No guessing on state's presidential choice

By Staff
Bob Ingram, Alabama Scene
MONTGOMERY-The conventions are over, the candidates are nominated, and now the race for President is on.
For Alabamians it is a foregone conclusion what their role will be. Our nine electoral votes will go for President George Bush and the election in Alabama is not likely to be a nail-biter. His margin will probably be 15 percentage points or more. A landslide, if you please. Alabama's vote in presidential elections is intriguing. From the 1880s through the 1950s we went overwhelmingly Democratic in presidential elections.
The Republicans had been the party of Lincoln…he and his folks had whipped up on us in the War Between the States. Rather than vote for a Republican, we were wont to say, we would vote for a yellow dog.
But a strange thing happened in 1948. President Harry Truman, seeking re-nomination as a Democrat, urged the party to include a civil rights plank in the party platform. All heck broke loose.
Alabama delegates walked out, other Southern Democrats joined their cause, and it was the beginning of the end of the Democrats as the majority party in the Deep South. The rest is history….the Democrats grimly held on to Alabama in presidential elections through the 1950s…old habits are hard to break… but in 1964…the issue of race at its peak…conservative Republican Barry Goldwater swept Alabama.
Gov. George C. Wallace muddied up the waters in 1968 and carried Alabama as a third party candidate, but only once since has Alabama gone Democratic, We less than enthusiastically voted for next-door-neighbor Jimmy Carter in 1976, but four years later joined in sending him back to Plains.
What will happen nationally this November? I am certainly not qualified to even make a guess. About all I know is what I read in the newspapers and hear on the tube. And I take most of that with a grain or two of salt. In fact, I delight in watching the different spins put on the same story by the various network and cable news shows.
More often than not I wonder if those talking heads saw the same things. Some of them told me all last week that the Republicans didn't help their cause at all at their convention…others said the GOP gathering gave Bush enormous momentum.

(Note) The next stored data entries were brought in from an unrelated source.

PR #727, opened 2019-10-20
Possible typeclass

cquiroz:
This is really just an experiment with the new encoding.
Please do thorough check as I'm not totally familiar with this style


kernel/shared/src/main/scala/monocle/Optional.scala
```diff
@@ -28,4 +29,7 @@ object Optional {
 
   def tailOption[S](implicit ev: Cons[S]): Optional[S, S] =
     ev.tailOption
+
+  def possible[S, A](implicit ev: Possible.Aux[S, A]): Optional[S, A] =
```
cquiroz: Is this really useful?
A related question why is `headOption[S, A]: Optional[S, A]` while `tailOption[S]: Optional[S, S]`?

kernel/shared/src/main/scala/monocle/function/Possible.scala
```diff
@@ -0,0 +1,24 @@
...
+
+object Possible {
+  type Aux[S, A0] = Possible[S] { type A = A0 }
+
+  def apply[S, A0](optional: Optional[S, A0]): Aux[S, A0] = new Possible[S] {
+    type A = A0
+    override val possible: Optional[S, A0] = optional
+  }
+
+  implicit def optionPossible[A0](implicit ev: Optional[Option[A0], A0]): Possible[Option[A0]] =
```
cquiroz: I guess we don't want this `implicit` do we?

kernel/shared/src/main/scala/monocle/Optional.scala
julien-truffaut: I think it is. It is a way to summon a `possible` instance such as we can do:
```scala
foo compose Optional.possible
```

I believe we can offer a much better syntax in another module. I will send a proof of concept PR soon

kernel/shared/src/main/scala/monocle/function/Possible.scala
julien-truffaut: yeah here we should define an instance of the typeclass Possible for `Option[A]`. So the signature is most likely going to be:
```scala
implicit def option[A]: Possible.Aux[Option[A], A] = apply(...) 
```

kernel/shared/src/main/scala/monocle/Optional.scala
cquiroz: Do you think I should remove it?

julien-truffaut: ah no, I think it is useful

cquiroz:
Oh I did something bad with a rebase I'll redo the PR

What we could very easily have is a race about as close as four years ago when Democrat Al Gore actually polled more popular votes than Bush (51,003,894 to 50,459,211) but Bush won in the Electoral College. An ironic twist to that–the Democrats who howled about unfair that was would be the same Democrats who would howl in protest if an effort was made to constitutionally abolish the Electoral College.
The Electoral College system gives enormous advantage to bloc voting groups–blacks, women activists, gays, et al. In evenly divided states they often decide who gets all of the electoral votes.
Perhaps the most troubling aspect of the '04 campaign to me is the obvious hatred many Democrats have for President Bush. Did you read the signs carried by the protesters outside Madison Square Garden this past week…many of them were pure filth. Can't they just say "No More Bush" or "Vote for Kerry"? Why must the grossest of obscenities appear on their signs.
I can only assume this hatred is traced to what happened in Florida four years ago. They tell themselves that Bush stole the election in Florida and what they seem to forget is that after that debacle ended several major newsgathering groups went to that state and at considerable expense did statewide recounts. In every one of those recounts, Bush got the most votes.
Nobody ever mentions it, but Gore lost the election by failing to carry the state where people know him best–his home state of Tennessee. If he had carried Tennessee then it would have made no difference who won Florida. We would never have heard about hanging chads and perforated ballots.
But enough of that. Let's get on with the show and let's hope that the campaign will be waged on the issues…Iraq, terrorism, the economy…and not be hate-inspired.